Segment Start: ENTRIES PROVIDED

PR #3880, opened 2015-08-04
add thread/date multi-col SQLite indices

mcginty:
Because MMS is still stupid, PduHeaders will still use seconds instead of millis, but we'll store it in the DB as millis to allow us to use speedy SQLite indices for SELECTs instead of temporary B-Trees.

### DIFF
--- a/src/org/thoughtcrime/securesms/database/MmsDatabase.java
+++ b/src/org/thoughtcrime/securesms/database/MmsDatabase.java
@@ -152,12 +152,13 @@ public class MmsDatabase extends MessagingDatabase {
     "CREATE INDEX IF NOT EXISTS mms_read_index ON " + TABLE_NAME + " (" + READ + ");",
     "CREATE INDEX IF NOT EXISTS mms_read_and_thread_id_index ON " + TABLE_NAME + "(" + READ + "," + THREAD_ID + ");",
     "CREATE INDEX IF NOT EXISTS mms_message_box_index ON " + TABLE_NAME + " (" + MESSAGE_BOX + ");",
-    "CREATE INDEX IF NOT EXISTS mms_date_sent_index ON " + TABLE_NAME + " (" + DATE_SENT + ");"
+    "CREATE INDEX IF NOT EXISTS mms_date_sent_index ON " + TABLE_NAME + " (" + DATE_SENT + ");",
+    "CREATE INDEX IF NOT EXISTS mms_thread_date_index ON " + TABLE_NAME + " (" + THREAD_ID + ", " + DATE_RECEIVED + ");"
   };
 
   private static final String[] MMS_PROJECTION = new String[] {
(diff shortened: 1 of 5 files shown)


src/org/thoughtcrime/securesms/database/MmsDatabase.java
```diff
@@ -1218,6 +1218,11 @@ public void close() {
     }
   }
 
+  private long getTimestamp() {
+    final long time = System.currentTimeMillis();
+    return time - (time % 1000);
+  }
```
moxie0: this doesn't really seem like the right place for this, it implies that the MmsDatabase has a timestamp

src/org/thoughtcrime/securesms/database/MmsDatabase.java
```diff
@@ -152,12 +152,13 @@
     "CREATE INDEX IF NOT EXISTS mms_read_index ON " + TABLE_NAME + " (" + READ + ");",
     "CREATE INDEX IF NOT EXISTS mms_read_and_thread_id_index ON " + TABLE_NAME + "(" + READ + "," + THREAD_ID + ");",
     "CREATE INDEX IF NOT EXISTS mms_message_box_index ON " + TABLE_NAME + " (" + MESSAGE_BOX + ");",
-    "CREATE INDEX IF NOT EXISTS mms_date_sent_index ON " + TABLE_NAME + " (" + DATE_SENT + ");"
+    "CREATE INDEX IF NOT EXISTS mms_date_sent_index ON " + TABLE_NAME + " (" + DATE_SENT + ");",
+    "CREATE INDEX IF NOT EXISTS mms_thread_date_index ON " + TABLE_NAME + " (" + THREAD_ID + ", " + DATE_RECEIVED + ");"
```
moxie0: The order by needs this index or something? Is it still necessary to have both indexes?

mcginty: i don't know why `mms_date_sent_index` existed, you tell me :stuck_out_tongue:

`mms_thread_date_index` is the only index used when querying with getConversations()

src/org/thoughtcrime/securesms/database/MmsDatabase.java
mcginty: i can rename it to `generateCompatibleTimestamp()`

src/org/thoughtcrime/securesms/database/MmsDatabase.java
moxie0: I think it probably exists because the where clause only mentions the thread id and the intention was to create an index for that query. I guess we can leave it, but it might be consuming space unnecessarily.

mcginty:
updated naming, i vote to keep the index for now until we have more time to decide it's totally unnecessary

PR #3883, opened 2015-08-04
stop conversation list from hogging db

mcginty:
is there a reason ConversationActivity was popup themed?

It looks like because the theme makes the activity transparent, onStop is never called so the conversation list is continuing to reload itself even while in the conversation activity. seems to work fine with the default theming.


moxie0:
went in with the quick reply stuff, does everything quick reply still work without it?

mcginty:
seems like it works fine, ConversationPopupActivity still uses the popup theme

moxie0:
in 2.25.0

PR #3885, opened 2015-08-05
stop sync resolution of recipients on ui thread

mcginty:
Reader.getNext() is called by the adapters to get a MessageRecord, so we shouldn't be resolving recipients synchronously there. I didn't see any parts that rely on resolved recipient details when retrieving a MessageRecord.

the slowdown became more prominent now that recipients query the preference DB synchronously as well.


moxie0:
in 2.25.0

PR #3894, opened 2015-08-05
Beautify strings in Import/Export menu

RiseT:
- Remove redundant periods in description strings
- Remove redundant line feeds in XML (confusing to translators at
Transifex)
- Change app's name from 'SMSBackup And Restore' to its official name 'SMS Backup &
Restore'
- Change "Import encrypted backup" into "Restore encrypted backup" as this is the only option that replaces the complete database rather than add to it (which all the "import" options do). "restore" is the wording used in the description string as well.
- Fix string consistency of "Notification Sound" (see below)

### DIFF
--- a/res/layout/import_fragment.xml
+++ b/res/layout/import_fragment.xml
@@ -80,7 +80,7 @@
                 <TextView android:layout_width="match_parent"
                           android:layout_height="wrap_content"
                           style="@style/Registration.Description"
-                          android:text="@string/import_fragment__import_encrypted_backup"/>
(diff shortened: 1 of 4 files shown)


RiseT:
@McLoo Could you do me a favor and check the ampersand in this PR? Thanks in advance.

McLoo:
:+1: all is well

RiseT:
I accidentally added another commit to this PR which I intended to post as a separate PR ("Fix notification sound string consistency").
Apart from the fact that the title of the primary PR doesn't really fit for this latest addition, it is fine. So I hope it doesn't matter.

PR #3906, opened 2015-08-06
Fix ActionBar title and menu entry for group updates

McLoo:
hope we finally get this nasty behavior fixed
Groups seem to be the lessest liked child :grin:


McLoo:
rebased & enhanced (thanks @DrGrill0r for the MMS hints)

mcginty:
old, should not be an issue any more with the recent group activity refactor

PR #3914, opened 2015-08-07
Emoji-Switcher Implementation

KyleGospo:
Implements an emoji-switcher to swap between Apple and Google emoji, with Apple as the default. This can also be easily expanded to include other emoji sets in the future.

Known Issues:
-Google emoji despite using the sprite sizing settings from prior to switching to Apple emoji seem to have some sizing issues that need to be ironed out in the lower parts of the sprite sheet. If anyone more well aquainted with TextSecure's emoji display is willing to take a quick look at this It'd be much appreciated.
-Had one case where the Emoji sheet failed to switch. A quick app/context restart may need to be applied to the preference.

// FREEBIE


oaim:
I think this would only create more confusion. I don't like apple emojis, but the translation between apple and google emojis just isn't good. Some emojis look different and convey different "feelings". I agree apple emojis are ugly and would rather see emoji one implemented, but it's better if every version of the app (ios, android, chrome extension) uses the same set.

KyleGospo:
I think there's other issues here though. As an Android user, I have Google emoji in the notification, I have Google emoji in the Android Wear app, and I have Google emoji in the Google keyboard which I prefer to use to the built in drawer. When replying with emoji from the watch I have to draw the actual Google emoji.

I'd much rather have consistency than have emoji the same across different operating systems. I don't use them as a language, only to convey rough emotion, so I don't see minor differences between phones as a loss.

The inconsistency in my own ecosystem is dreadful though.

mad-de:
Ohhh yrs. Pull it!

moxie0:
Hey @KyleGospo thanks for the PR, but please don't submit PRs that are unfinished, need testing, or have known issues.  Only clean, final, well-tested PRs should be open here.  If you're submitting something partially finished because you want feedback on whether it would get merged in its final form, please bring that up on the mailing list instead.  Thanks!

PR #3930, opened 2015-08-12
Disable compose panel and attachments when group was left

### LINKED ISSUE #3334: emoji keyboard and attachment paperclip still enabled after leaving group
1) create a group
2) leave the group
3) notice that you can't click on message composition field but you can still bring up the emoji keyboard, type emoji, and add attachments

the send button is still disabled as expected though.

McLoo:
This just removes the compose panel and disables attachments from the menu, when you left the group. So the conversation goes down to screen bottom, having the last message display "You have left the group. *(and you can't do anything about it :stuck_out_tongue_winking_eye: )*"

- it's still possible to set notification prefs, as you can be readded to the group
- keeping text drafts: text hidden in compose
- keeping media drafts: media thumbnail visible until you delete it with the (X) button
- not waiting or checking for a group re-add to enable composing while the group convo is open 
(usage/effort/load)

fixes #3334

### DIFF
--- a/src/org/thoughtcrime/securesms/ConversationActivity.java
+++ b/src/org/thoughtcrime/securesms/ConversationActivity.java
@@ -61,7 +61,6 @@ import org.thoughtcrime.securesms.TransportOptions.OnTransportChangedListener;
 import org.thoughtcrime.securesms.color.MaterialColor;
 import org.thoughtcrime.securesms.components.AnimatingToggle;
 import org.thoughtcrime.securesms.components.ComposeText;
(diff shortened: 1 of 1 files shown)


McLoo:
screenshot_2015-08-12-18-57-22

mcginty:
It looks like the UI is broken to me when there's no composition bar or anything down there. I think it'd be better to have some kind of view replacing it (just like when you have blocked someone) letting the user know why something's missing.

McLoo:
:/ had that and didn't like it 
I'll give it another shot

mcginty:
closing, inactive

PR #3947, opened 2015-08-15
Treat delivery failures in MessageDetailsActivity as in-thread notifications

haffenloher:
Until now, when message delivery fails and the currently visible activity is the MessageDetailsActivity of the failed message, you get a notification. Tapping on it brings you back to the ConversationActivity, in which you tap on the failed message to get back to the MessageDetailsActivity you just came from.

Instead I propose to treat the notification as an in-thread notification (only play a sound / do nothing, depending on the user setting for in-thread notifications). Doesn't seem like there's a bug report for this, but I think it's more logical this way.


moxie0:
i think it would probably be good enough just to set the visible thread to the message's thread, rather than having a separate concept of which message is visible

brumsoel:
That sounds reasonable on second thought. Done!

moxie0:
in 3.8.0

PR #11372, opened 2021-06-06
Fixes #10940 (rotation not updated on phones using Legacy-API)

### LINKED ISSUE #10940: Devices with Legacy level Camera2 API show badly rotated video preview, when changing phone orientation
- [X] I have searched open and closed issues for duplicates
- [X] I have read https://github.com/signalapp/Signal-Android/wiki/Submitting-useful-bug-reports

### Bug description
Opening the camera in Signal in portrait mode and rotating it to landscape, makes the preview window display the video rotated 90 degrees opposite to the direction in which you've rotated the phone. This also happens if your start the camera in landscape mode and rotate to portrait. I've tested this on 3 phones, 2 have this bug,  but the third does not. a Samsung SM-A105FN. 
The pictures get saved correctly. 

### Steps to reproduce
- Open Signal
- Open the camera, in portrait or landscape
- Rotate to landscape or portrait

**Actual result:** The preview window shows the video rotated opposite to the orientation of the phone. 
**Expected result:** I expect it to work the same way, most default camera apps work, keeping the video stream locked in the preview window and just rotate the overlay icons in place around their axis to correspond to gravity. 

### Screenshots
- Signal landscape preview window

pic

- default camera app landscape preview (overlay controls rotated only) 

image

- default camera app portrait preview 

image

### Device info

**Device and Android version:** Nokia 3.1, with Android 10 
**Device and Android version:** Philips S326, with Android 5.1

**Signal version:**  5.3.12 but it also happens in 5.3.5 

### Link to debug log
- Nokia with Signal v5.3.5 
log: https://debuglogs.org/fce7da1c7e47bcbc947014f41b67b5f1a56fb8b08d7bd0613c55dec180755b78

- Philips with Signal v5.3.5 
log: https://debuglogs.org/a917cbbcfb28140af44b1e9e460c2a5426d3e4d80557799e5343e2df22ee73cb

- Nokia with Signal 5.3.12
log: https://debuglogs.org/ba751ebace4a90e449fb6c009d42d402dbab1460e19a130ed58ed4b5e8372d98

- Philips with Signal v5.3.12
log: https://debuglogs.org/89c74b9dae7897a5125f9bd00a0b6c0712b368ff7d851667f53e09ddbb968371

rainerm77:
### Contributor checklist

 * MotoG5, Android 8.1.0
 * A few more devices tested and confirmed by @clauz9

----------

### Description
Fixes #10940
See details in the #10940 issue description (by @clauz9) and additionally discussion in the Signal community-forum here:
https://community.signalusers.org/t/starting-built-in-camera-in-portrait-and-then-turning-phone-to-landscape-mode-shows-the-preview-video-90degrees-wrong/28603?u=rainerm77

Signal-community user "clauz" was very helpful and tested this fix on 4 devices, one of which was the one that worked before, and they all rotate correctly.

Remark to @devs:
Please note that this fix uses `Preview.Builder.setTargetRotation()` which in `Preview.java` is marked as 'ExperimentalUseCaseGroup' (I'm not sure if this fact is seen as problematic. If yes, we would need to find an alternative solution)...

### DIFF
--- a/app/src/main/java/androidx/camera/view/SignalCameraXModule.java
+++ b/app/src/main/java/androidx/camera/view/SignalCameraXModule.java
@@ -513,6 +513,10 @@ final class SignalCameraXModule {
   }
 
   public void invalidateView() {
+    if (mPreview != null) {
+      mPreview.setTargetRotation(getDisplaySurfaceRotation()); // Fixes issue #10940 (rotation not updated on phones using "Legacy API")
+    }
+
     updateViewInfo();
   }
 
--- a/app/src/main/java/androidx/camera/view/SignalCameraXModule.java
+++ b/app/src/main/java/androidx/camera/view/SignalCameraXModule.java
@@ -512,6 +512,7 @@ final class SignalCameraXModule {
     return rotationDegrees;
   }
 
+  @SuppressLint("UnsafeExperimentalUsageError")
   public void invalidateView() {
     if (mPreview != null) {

Segment End: ENTRIES PROVIDED

• _PROBLEM TO WORK ON_
What you return should be exactly the lines above, starting at the one with "Disable compose panel" and ending at the one with "Until now, when", and nothing else.

• _OUTPUT FOR THIS TASK_
Disable compose panel and attachments when group was left

### LINKED ISSUE #3334: emoji keyboard and attachment paperclip still enabled after leaving group
1) create a group
2) leave the group
3) notice that you can't click on message composition field but you can still bring up the emoji keyboard, type emoji, and add attachments

the send button is still disabled as expected though.

McLoo:
This just removes the compose panel and disables attachments from the menu, when you left the group. So the conversation goes down to screen bottom, having the last message display "You have left the group. *(and you can't do anything about it :stuck_out_tongue_winking_eye: )*"

- it's still possible to set notification prefs, as you can be readded to the group
- keeping text drafts: text hidden in compose
- keeping media drafts: media thumbnail visible until you delete it with the (X) button
- not waiting or checking for a group re-add to enable composing while the group convo is open 
(usage/effort/load)

fixes #3334

### DIFF
--- a/src/org/thoughtcrime/securesms/ConversationActivity.java
+++ b/src/org/thoughtcrime/securesms/ConversationActivity.java
@@ -61,7 +61,6 @@ import org.thoughtcrime.securesms.TransportOptions.OnTransportChangedListener;
 import org.thoughtcrime.securesms.color.MaterialColor;
 import org.thoughtcrime.securesms.components.AnimatingToggle;
 import org.thoughtcrime.securesms.components.ComposeText;
(diff shortened: 1 of 1 files shown)


McLoo:
screenshot_2015-08-12-18-57-22

mcginty:
It looks like the UI is broken to me when there's no composition bar or anything down there. I think it'd be better to have some kind of view replacing it (just like when you have blocked someone) letting the user know why something's missing.

McLoo:
:/ had that and didn't like it 
I'll give it another shot

mcginty:
closing, inactive

PR #3947, opened 2015-08-15
Treat delivery failures in MessageDetailsActivity as in-thread notifications

haffenloher:
Until now, when message delivery fails and the currently visible activity is the MessageDetailsActivity of the failed message, you get a notification. Tapping on it brings you back to the ConversationActivity, in which you tap on the failed message to get back to the MessageDetailsActivity you just came from.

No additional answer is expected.